En la imagen, James Harding (izda.) junto al moderador del encuentro, el periodista Borja Bergareche.
Gran parte del poder actual se encuentra en las grandes empresas tecnológicas. Harding dedicó su charla sobre la libertad de expresión en la era de Internet a explorar las relaciones entre dichas compañías y el gobierno, o entre lo que denominó metafóricamente el valle (en referencia Silicon Valley, el asiento californiano de la mayoría de las big tech) y la montaña (en alusión a Capitol Hill, sede del poder legislativo en EE.UU.) Harding augura en este 2018 una ola reguladora que podría acabar en la partición de los gigantes tecnológicos, cuya única vía de defensa la hallarían en la declaración voluntaria sobre sus actividades de mayor impacto social. Así, los gigantes tipo Facebook o Google deberían informar periódicamente al público su papel en casos de ciberacoso, discursos del odio, abusos sexuales, o utilización de datos personales para campañas políticas. “Esa información debería ser pública”, insistió Harding, si esas grandes compañías desean evitar la ruptura de sus monopolios.
Harding sorprendió al afirmar que “nadie que pretenda ser serio debería preocuparse por las fake news”, que el ex director de The Times entre 2007 y 2012 definió como “historias falsas que aspiran a llegar al mayor número de lectores con la intención de obtener réditos financieros o políticos”. Así, titulares falsos como “el Papa se declara a favor de Donald Trump” son para Harding el equivalente al spam en los primeros tiempos del correo electrónico: un problema de fácil solución técnica. Sin embargo, Harding cree que el debate sobre las fake news está oscureciendo el verdadero problema: la propaganda. Los regímenes autoritarios como el ruso están invirtiendo millones y millones en los medios sociales para librar lo que ellos mismos definen como una “guerra de información”. Alrededor del mundo, la democracia está en retroceso, lamentó Harding. A su juicio, la Unión Europea debería castigar a aquellos países como Hungría que restringen la libertad de prensa.
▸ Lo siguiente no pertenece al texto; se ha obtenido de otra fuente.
PR #394, opened 2023-04-20
enable favicon

torztomasz:


adamiak:
It does seem like the favico works fine and this is not needed.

En otra elocuente analogía, Harding identificó al periodismo tradicional con una orquesta que toca para una audiencia pasiva, comparándolo con el periodismo digital, que se parecería más a un festival de música en el que artistas y espectadores construyen juntos la experiencia resultante. Si la BBC no estuviera ya inventada, observó, hoy estaríamos debatiendo la creación de una BDC (British Digital Corporation) que alumbrara una especie de “public service networking”. De hecho, el que fuera corresponsal en Washinton D.C. para el Financial Times recordó la BBC fue creada en 1922 por el gobierno británico ante el temor de que la nueva tecnología del momento, la radiodifusión, cayera bajo el control de los magnates de la prensa. Su modelo es excepcional, apuntó Harding, ya que a diferencia de los servicios públicos de ratiotelevisión de la Europa continental su financiación es independiente de los impuestos tradicionales. La tasa que pagan los ciudadanos británicos ayuda a garantizar una independencia política sin parangón en el resto del continente.
Preguntado por si en estos tiempos post-Brexit no desearía más trabajar para un medio de comunicación partidista y emocional, Harding reconoció que “es mucho más divertido decirle a la gente lo que piensas”, pero “informar sobre la actualidad de manera imparcial tiene un mayor valor de servicio público”.